13. März 2026 · 5 Min. Lesezeit
Nebenkostenabrechnung im Mehrfamilienhaus — Besonderheiten und Regeln
Betriebskosten im Mehrfamilienhaus aufteilen: Umlageschlüssel, Leerstand, Mieterwechsel und Besonderheiten bei gemischter Nutzung erklärt.
Die Nebenkostenabrechnung im Mehrfamilienhaus ist komplexer als bei einer einzelnen Vermietung: Kosten müssen auf mehrere Mieter aufgeteilt, verschiedene Verbrauchswerte erfasst und unterschiedliche Nutzungszeiten berücksichtigt werden. Dieser Artikel erklärt die wichtigsten Regeln.
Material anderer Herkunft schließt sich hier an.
PR #146, opened 2019-02-11
[lsp] Improve proof and goal display.

ejgallego:
Thanks to recent improvements. `theorem` is green if the statement
typechecks, `qed` is green when the proof has been finished.

### DIFF
--- a/lp-lsp/lp_doc.ml
+++ b/lp-lsp/lp_doc.ml
@@ -41,8 +41,7 @@ let process_pstep (pstate, diags) tac =
   let tac_loc = Tactic.get_pos tac in
   match handle_tactic pstate tac with
   | Tac_OK pstate ->
-    (* Fixme *)
-    let goals = None in
+    let goals = Some (current_goals pstate) in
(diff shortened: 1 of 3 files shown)


rlepigre:
Stupid question: is there any way to display the goal using the Emacs mode?

ejgallego:
> Stupid question: is there any way to display the goal using the Emacs mode?

Not as of today; `eglot` doesn't like non-standard fields in the diagnostics.

We could either:
- use the more complete `emacs-lsp` mode and add support for the goals field;
- add goal information to hover

That second choice is fairly easy to do although not optimal.

rlepigre:
Maybe we should use the second option as a first step then. That is clearly not great, but that's a start. Did you manage to get Atom to work again?

ejgallego:
Indeed atom does work now; however I don't see the goals [they are sent but atom doesn't print them]

It must be something trivial but I won't have time to look at Atom today.

rlepigre:
OK. I personally don't think that Atom is worth fixing, especially if it is gonna die soon. I guess it is more important to have some support for emacs, even if it is only through hover.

Grundprinzip: Objektbezogene Gesamtkosten
Im Mehrfamilienhaus werden zunächst alle Betriebskosten für das gesamte Objekt erfasst. Anschließend wird der Anteil jedes Mieters anhand eines vereinbarten Verteilungsschlüssels berechnet. Die Summe aller Mieteranteile muss exakt den Gesamtkosten entsprechen — kein Euro darf "verschwinden".
Die wichtigsten Umlageschlüssel
Leerstand — wer trägt die Kosten?
Bei Leerstand einer Wohnung trägt der Vermieter den auf diese Einheit entfallenden Kostenanteil selbst. Die anderen Mieter dürfen nicht mit dem Leerstandsanteil belastet werden. Bei der Berechnung muss der Leerstandsanteil aus der Gesamtfläche herausgerechnet oder separat ausgewiesen werden.
Beispiel Leerstand:
Gesamtfläche: 400 m² | Leerstand: 100 m² | Vermieteranteil: 25 %
→ Nur 300 m² auf Mieter verteilen. Kosten für 100 m² trägt der Vermieter.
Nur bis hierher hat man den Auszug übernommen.